(Saved data entries)
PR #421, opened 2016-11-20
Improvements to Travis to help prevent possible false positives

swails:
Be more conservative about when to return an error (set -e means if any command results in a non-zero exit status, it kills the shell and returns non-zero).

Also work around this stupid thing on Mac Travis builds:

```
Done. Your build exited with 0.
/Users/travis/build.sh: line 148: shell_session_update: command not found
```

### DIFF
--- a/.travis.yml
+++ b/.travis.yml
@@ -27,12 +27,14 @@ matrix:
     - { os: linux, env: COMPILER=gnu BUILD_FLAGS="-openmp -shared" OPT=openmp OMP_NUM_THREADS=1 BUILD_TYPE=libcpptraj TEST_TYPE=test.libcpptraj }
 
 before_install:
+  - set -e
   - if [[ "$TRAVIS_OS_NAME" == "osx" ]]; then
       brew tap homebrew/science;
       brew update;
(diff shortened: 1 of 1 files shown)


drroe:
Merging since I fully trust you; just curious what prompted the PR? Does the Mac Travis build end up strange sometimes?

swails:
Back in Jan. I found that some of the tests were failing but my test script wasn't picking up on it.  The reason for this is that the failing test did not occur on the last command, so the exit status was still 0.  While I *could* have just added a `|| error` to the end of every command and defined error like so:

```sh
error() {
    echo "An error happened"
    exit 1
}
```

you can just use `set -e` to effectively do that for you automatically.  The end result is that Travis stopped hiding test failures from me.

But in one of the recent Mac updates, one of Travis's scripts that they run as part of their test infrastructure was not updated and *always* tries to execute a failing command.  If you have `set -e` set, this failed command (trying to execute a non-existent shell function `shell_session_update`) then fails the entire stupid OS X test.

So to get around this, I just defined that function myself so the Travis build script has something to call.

---

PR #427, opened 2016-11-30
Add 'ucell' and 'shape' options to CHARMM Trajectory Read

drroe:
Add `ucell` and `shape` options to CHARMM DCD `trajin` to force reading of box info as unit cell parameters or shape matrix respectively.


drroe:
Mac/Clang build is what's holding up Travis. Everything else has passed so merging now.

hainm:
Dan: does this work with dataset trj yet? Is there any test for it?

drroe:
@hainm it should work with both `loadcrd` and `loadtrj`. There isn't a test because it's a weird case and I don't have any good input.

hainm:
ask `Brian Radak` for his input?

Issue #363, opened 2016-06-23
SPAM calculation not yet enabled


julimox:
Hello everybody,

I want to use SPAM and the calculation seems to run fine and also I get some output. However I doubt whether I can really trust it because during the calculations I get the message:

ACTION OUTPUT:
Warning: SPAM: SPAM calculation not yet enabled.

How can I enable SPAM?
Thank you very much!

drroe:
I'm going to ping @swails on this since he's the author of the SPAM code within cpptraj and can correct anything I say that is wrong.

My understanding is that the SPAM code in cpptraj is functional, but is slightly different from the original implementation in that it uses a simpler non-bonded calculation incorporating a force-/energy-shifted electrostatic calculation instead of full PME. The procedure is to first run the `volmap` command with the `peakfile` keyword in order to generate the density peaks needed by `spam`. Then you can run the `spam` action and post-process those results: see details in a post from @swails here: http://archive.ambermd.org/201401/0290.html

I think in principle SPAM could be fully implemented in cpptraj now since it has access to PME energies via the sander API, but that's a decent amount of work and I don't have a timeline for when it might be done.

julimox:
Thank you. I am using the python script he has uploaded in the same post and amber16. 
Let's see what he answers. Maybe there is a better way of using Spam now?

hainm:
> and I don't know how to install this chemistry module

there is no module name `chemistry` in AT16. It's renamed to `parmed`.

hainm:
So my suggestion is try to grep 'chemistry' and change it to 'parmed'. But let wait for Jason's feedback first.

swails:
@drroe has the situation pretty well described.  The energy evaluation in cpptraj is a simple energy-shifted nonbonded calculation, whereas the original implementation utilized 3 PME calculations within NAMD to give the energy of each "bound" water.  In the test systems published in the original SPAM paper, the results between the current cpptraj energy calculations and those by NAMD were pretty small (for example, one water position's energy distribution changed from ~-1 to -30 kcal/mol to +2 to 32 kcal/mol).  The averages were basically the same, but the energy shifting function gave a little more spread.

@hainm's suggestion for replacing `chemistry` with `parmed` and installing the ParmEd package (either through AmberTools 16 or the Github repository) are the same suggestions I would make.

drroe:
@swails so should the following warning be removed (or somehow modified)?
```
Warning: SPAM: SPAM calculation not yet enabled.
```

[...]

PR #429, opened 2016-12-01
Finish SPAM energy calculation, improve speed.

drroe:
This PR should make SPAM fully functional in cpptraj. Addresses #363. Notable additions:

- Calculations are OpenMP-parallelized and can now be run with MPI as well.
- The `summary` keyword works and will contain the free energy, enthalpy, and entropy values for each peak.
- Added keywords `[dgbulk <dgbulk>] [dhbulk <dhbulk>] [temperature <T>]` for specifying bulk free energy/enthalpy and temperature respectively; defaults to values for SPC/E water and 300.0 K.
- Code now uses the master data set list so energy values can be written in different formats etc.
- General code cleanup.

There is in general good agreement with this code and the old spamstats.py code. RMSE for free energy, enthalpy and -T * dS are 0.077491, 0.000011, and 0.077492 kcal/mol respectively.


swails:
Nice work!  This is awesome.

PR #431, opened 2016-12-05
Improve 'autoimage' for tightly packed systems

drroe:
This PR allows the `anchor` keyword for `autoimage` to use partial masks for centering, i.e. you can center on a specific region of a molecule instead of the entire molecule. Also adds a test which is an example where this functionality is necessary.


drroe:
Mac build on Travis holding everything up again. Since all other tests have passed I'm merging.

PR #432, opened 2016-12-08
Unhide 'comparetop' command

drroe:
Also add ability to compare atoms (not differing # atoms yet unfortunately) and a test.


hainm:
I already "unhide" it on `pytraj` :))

■ What you have to do: For this task, write out exactly the lines of the entries above, starting at the line with "(or somehow modified)?" and ending at the line with "This PR should", both included, and no others.

■ Answer for this exercise:
@swails so should the following warning be removed (or somehow modified)?
```
Warning: SPAM: SPAM calculation not yet enabled.
```

[...]

PR #429, opened 2016-12-01
Finish SPAM energy calculation, improve speed.

drroe:
This PR should make SPAM fully functional in cpptraj. Addresses #363. Notable additions:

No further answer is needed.